Revolutionising treatment for pancreatitis-induced lung injury through AI-powered drug discovery

Acute pancreatitis is a serious and potentially life-threatening condition affecting millions globally. In severe cases, the disease can lead to complications such as acute lung injury and acute respiratory distress syndrome (ARDS), which account for approximately 60% of related fatalities. Despite its devastating impact, no reliable predictive tools or validated treatments currently exist for these complications. That is why we must innovate to find novel approaches to address this unmet need.

Dr Rishi Mukherjee, a surgeon scientist and the Ronald Finn Senior Research Fellow at the University of Liverpool’s Institute of Systems, Molecular, and Integrative Biology, has been advancing pancreatitis research for 15 years within the Liverpool Pancreatitis Research Group (LPRG). He recently became the first recipient of the UK’s joint Medical Research Council (MRC) and GlaxoSmithKline (GSK) Clinician Scientist Fellowship. This made him one of only a few surgeon scientists to have ever received a clinician scientist award within the UK.  

Through his research, Dr Mukherjee has identified mitochondrial dysfunction, regulated by the mitochondrial permeability transition pore (MPTP) and Cyclophilin D (CypD), as a key driver of pancreatitis and associated lung injury. Collaborations with medicinal chemistry experts, including Liverpool’s Therapeutics Innovation Frontier lead Professor Paul O’Neill and LPRG lead Professor Robert Sutton, led to the development of promising preclinical CypD inhibitors. However, the complexity of inflammatory diseases like pancreatitis necessitated a broader approach.

To address this, Dr Mukherjee has integrated AI and machine learning technologies into his research. These advanced tools excel in analysing vast, complex datasets, uncovering biological mechanisms, and identifying novel therapeutic targets. AI-driven drug discovery has already demonstrated significant improvements in clinical trial success rates and speed of development compared to traditional methods.

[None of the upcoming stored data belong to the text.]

PR #639, opened 2023-03-24
ts: Generate sp_layout.json after SP builds

imre-kis-arm:
TF-A requires to have the SPs in the same order in the FIP as it is defined in ARM_BL2_SP_LIST_DTS. The sp_layout.json controls the order of SPs in the FIP package. Previously the individual JSON fragments were appended to the sp_layout.json file at the end of the SP build. The final order of SP definitions in the sp_layout.json depended on the SP build order which was non-deterministic because of the parallel make jobs. To resolve this issue the JSON merging step is now done after all SPs have been built. The order will follow the order of build-sp calls in the fvp-psa-sp.mk which matches the order of SPs in ARM_BL2_SP_LIST_DTS.

### DIFF
--- a/trusted-services.mk
+++ b/trusted-services.mk
@@ -78,15 +78,21 @@ ffa-sp-all-clean: ffa-$1-sp-clean
 ffa-sp-all-realclean: ffa-$1-sp-realclean
 
 optee_os_sp_paths += $(TS_INSTALL_PREFIX)/$(SP_DIR)/bin/$3.$(SP_EXT)
+fip_sp_json_paths += $(TS_INSTALL_PREFIX)/$(SP_DIR)/json/$1.json
 endef
 
 ifeq ($(SP_PACKAGING_METHOD),embedded)
 # Add the list of SP paths to the optee_os config
 OPTEE_OS_COMMON_EXTRA_FLAGS += SP_PATHS="$(optee_os_sp_paths)"
 else ifeq ($(SP_PACKAGING_METHOD),fip)
+$(TS_INSTALL_PREFIX)/sp_layout.json: ffa-sp-all
+	python $(TS_PATH)/tools/python/merge_json.py $@ $(fip_sp_json_paths)
+
+optee-os-common: $(TS_INSTALL_PREFIX)/sp_layout.json
+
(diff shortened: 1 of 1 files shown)


jforissier (commented):

trusted-services.mk
```diff
@@ -78,12 +78,18 @@ ffa-sp-all-clean: ffa-$1-sp-clean
...
 endef
 
 ifeq ($(SP_PACKAGING_METHOD),embedded)
 # Add the list of SP paths to the optee_os config
 OPTEE_OS_COMMON_EXTRA_FLAGS += SP_PATHS="$(optee_os_sp_paths)"
 else ifeq ($(SP_PACKAGING_METHOD),fip)
+$(TS_INSTALL_PREFIX)/opteesp/json/sp_layout.json: ffa-sp-all
+	python $(TS_PATH)/tools/python/merge_json.py $@ $(fip_sp_json_paths)
+
+optee-os-common: $(TS_INSTALL_PREFIX)/opteesp/json/sp_layout.json
```
jenswi-linaro, line 91: This is a strange dependency. I can understand the `optee-os-common: ffa-sp-all` dependency above to avoid making changes in the main make file. However, this dependency is even broken, I assume that `ffa-sp-all` must complete before the `sp_layout.json` file can be generated.

jforissier: Isn't it the purpose of the recipe just above? (although the command does not contain the target which is ugly but I assume the Python script has a hard-coded output path?)

jenswi-linaro: You're right, I missed that.

jenswi-linaro:

imre-kis-arm:
I've added the Acked-by tags and I also made a slight modification in the `sp_layout.json`'s path. I moved it to `$(TS_INSTALL_PREFIX)` from `$(TS_INSTALL_PREFIX)/opteesp/json` because in case of a raw binary SPs, trusted-services would use `$(TS_INSTALL_PREFIX)/sp` as it's install directory and it would be misleading to place the `sp_layout.json` into the `opteesp` directory.
Please let me know if this is fine and the Acked-by tags are still stand for the PR.

imre-kis-arm:
Thank you!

With his unique fellowship, he aims to integrate large datasets from national collaborators in pancreatitis, polytrauma, and sepsis (all conditions leading to lung injury and potentially ARDS managed by acute surgeons) into a comprehensive multi-omics model. This model will enable the identification of novel biomarkers and drug targets for lung injury. Cutting-edge AI techniques, including new human models for drug testing using induced pluripotent stem cells and multiplexed predictive cellular imaging with modified cell-painting approaches, will streamline the drug discovery process, from high-throughput screening to preclinical testing of GSK and University of Liverpool compounds.

Future impact

Dr Mukherjee’s pioneering efforts in AI-powered drug discovery for pancreatitis-induced lung injury demonstrate the transformative potential of academia-industry collaborations. This project goes beyond simply pushing the frontiers of medical research; it holds the potential to transform the lives of patients and their families by providing new possibilities for treatment and recovery. By introducing innovative solutions, this innovation is set to redefine the future of acute care, shaping the way we approach critical surgical and medical conditions.

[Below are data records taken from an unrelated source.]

PR #642, opened 2023-04-05
fvp: SP configuration fixes

imre-kis-arm:
There are couple issues around TS SPs which this patch intends to fix.

- Aligning selection logic for SPs across fvp-psa-sp.mk, bl2_sp_list.dtsi and spmc_manifest.dts so they all include the same set of SPs for a given configuration.
- Pass DTC_CPPFLAGS to TF-A build because it preprocesses bl2_sp_list.dtsi and spmc_manifest.dts which only works if the necessary defines are forwarded properly.
- Increase SPM test SP memory area because they overlap with the current 64kB setting.
- Make RPC protocol UUID feature backwards compatible

### DIFF
--- a/common.mk
+++ b/common.mk
@@ -24,6 +24,7 @@ endef
 
 SHELL := bash
 BASH ?= bash
+PYTHON3 ?= python3
 ROOT ?= $(shell pwd)/..
 
 UNAME_M				:= $(shell uname -m)
@@ -344,7 +345,7 @@ buildroot: optee-os optee-rust
 	@rm -f ../out-br/build/optee_*/.stamp_*
 	@rm -f ../out-br/extra.conf
 	@$(call append-br2-vars,../out-br/extra.conf)
-	@(cd .. && python build/br-ext/scripts/make_def_config.py \
+	@(cd .. && $(PYTHON3) build/br-ext/scripts/make_def_config.py \
 		--br buildroot --out out-br --br-ext build/br-ext \
 		--top-dir "$(ROOT)" \
 		--br-defconfig build/br-ext/configs/optee_$(BUILDROOT_ARCH) \
@@ -373,7 +374,7 @@ buildroot-domu: optee-os
 	@rm -f ../out-br-domu/build/optee_*/.stamp_*
 	@rm -f ../out-br-domu/extra.conf
 	@$(call append-br2-vars,../out-br-domu/extra.conf)
-	@(cd .. && python build/br-ext/scripts/make_def_config.py \
+	@(cd .. && $(PYTHON3) build/br-ext/scripts/make_def_config.py \
 		--br buildroot --out out-br-domu --br-ext build/br-ext \
 		--top-dir "$(ROOT)" \
 		--br-defconfig build/br-ext/configs/optee_$(BUILDROOT_ARCH) \
--- a/fvp-psa-sp.mk
+++ b/fvp-psa-sp.mk
@@ -36,6 +36,19 @@ TF_A_FLAGS ?= \
 include fvp.mk
 include trusted-services.mk
 
+# The macros used in bl2_sp_list.dts and spmc_manifest.dts has to be passed to
+# TF-A because it handles the preprocessing of these files.
+define add-dtc-define
+DTC_CPPFLAGS+=-D$1=$(subst y,1,$(subst n,0,$($1)))
+endef
+
+ifeq ($(SP_PACKAGING_METHOD),fip)
+$(eval $(call add-dtc-define,SPMC_TESTS))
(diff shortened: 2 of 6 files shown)


jenswi-linaro (commented):

gyuri-szing:
Before merging these I would like to discuss a python related issue. There is no commit in this stack yet, but if maintainers and Imre agrees, a new one could be added.

Currently the way python is called from makefiles is a bit inconsistent. At some places the script is executed directly and the "shebang" will select the interpreter while at other places `python` or in case of build-root `${PYTHON3}` is used. 
The current op-tee build environment set-up instructions recommend installing "python-is-python3"  on Ubuntu 22.04 and in this environment all python script will run with python3. On 20.04 if python2 is installed (no explicate requirement for this) scripts called like `python <script name>`  will run with python2. (I don't have a 20.04 system at hand and I might be wrong here). This is not an issue in most cases as scripts called with `python <name>` seem to be Pyhton2 compatible. **Except the TS specific `merge_json.py`.** But on "recent" enough system things play out well even for that script.

The above leaves a bit too much flux in how python is called and leaves too much unspecified behavior to the environment. I mean if someone is not using the recommended Ubuntu versions with the recommended settings, thing may easily go south. I understand that "non recommended" build environment are up to the user to get working, but having a wrapper in makefiles allowing to adapt to the environment and to control which interpreter is called would be a big help. 

**My points are**:
  - the `merge_json.py` is called incorrectly and this needs a fix
  - while fixing that I suggest introducing a PYTHON3 variable and to call al python scripts using that. The default value could be `python` for backwards compatibility or `python3` to be compliant to [PEP394](https://peps.python.org/pep-0394/)
  - I did not checked other repositories (like `optee_os`) how those use `python` and some changes in those might be needed too. 


---

**Some background info**:

_This is how python is called in the build repo_:
```
gyuri@Ubul:~/work/ts/v321-test$grep -nir -e "\.py" -e "python" --exclude "*.py" build
build/br-ext/package/optee_examples_ext/optee_examples_ext.mk:6:OPTEE_EXAMPLES_EXT_DEPENDENCIES = optee_client_ext host-python-cryptography
build/br-ext/package/optee_examples_ext/optee_examples_ext.mk:15:                       PYTHON3=$(HOST_DIR)/bin/python3 \
build/br-ext/package/optee_test_ext/optee_test_ext.mk:6:OPTEE_TEST_EXT_DEPENDENCIES = optee_client_ext openssl host-python-cryptography
build/br-ext/package/optee_test_ext/optee_test_ext.mk:36:                       PYTHON3=$(HOST_DIR)/bin/python3 \
build/hikey.mk:350:     $(ROOT)/burn-boot/hisi-idt.py --img1=$(LLOADER_PATH)/recovery.bin
build/qemu_v8.mk:249:   export WORKSPACE=$(EDK2_PATH) PYTHON3_ENABLE=TRUE
build/trusted-services.mk:89:   python $(TS_PATH)/tools/python/merge_json.py $@ $(fip_sp_json_paths)
build/common.mk:347:    @(cd .. && python build/br-ext/scripts/make_def_config.py \
build/common.mk:376:    @(cd .. && python build/br-ext/scripts/make_def_config.py \
build/common.mk:490:            $(LAUNCH_TERMINAL) "$(BUILD_PATH)/soc_term.py $(1)" &
build/common.mk:498:    $(gnome-terminal) -t $(2) -x $(BUILD_PATH)/soc_term.py $(1) &
build/common.mk:504:    $(xterm) -title $(2) -e $(BASH) -c "$(BUILD_PATH)/soc_term.py $(1)" &
build/zynqmp.mk:58:     ${OPTEE_OS_PATH}/scripts/gen_tee_bin.py --input ${OPTEE_OS_PATH}/out/arm/core/tee.elf --out_tee_raw_bin ${OPTEE_OS_PATH}/out/arm/core/tee_raw.bin
build/toolchain.mk:33:  @(cd .. && python build/br-ext/scripts/make_def_config.py \
```

As you can see Buildroot already uses the PYTHON3 variable although that is a separate "name space" from OP-TEE/build makefiles.

_Motivation_

I started investigating this because my really old build container uses ubuntu 18.04 and there `python` refers to python2 which makes executing `merge_joson.py` fail. As as it seems I can not easily fix that with the current makefiles. I do have a workaround but so the issues is not blocking, but a fix merged before the next release would be nice.

jforissier:
@gyuri-szing totally makes sense, and optee_os already uses the `$(PYTHON3) script.py` syntax everywhere, with `PYTHON3 ?= python3` in `mk/config.mk`.

gyuri-szing:
Ok. We are off till Tuesday. @imre-kis-arm please add a new commit to the PR fixing the makefiles. Thanks!

PR #643, opened 2023-04-05
rpi3: don't strip kernel8.img

jbech-linaro:
In one of the final build stages, buildroot will strip [1] binaries by running the following on all binaries under ./out-br/target:

  $ aarch64-linux-gnu-strip --remove-section=.comment \
    --remove-section=.note

When doing that on kernel8.img (which should be a 1:1 copy of ./linux/arch/arm64/boot/Image), the expected "magic" from the kernel header disappears and so does a few other things as well. In short, the kernel image becomes corrupt. Without the magic, U-boot won't pass execution to Linux and will instead fail with the error message: "Bad Linux ARM64 Image magic!"

To prevent kernel8.img from being stripped, we include it in the BR2_STRIP_EXCLUDE_FILES Makefile parameter.

Why this suddenly started to show, I haven't been able to figure out.

Link: [1] https://github.com/buildroot/buildroot/blob/71a2706320dbc22b16397b70b2d53b903bde0752/Makefile#L620-L650
Fixes: https://github.com/OP-TEE/optee_os/issues/5891

Tested-by: Joakim Bech <joakim.bech@linaro.org>

### DIFF
--- a/rpi3.mk
+++ b/rpi3.mk
@@ -22,6 +22,10 @@ BR2_PACKAGE_OPENSSH ?= y
 BR2_PACKAGE_OPENSSH_SERVER ?= y
 BR2_PACKAGE_OPENSSH_KEY_UTILS ?= y
 
+# We don't want buildroot to strip kernel8.img, since that will remove the
+# "magic" from the kernel header.
+BR2_STRIP_EXCLUDE_FILES ?= kernel8.img
+
 OPTEE_OS_PLATFORM = rpi3
 
 include common.mk


jenswi-linaro:
Why do we store the kernel image under `out-br/target`? If we store all sorts of binaries there and buildroot thinks it should try to strip stuff there we may be in for a game of cat and mouse.

jforissier:
FWIW, for RockPi4 we assemble the root FS image and the kernel into the final image in the `boot-img` recipe: https://github.com/OP-TEE/build/blob/1e36c12aaece8968a37c90d2cdaf4fd3446615f5/rockpi4.mk#L178-L200

jbech-linaro:
> Why do we store the kernel image under `out-br/target`? 

I checked the commit where this was introduced and it was I who did it, but I cannot remember why.

> If we store all sorts of binaries there and buildroot thinks it should try to strip stuff there we may be in for a game of cat and mouse.

Indeed. I think we should rework this a bit. In this setup we create "one" rootfs file, which "has it all". But when we actually create the partitions, we extract the boot stuff from that rootfs file into a "boot" partition and then we create another "rootfs" partition with the rootfs itself. Which is a bit weird. I could and should have boot partition files in one file/location and the rootfs in another location.

What I would suggest is that we merge this patch so we have a working setup for 3.21 and then I'll make the updates as described above, what do you think about that?

jforissier:

jenswi-linaro:

jbech-linaro:
Squashed, rebased and tag(s) applied (should be) ready for merge! Thanks! After thinking a bit more about the upcoming approach, I want to make it so you simply just can dd an image to the SD card, that will create both partitions for you. That'll be my goal. I'll check what Jerome have above, but I think we've done similar things for other platforms in the past.

PR #647, opened 2023-05-04
toolchain.mk: do not check server certificate when downloading

jforissier:
"make toolchains" is now failing with the following error:

 curl: (60) SSL certificate problem: unable to get local issuer certificate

By integrating AI technologies with precision medicine, Dr Mukherjee’s research addresses the unmet medical needs of patients suffering from pancreatitis and its complications. The potential benefits include:

• Improved patient outcomes: Early identification of biomarkers and targeted therapies could reduce mortality rates associated with severe pancreatitis and ARDS
• Cost efficiency: AI-driven drug discovery promises to significantly reduce the time and cost of bringing new treatments to market
• Academia-industry collaboration: The fellowship serves as a model for fostering partnerships between academia and industry to drive innovation in medicine.

His work exemplifies how surgeon scientists can lead transformative research, challenging conventional thinking and addressing neglected areas of medicine. The integration of AI and precision medicine into acute care surgery holds the promise of delivering world-class treatments and bringing hope to patients worldwide. This project not only advances the boundaries of medical research but also offers a beacon of hope for patients and their families, redefining the future of acute care.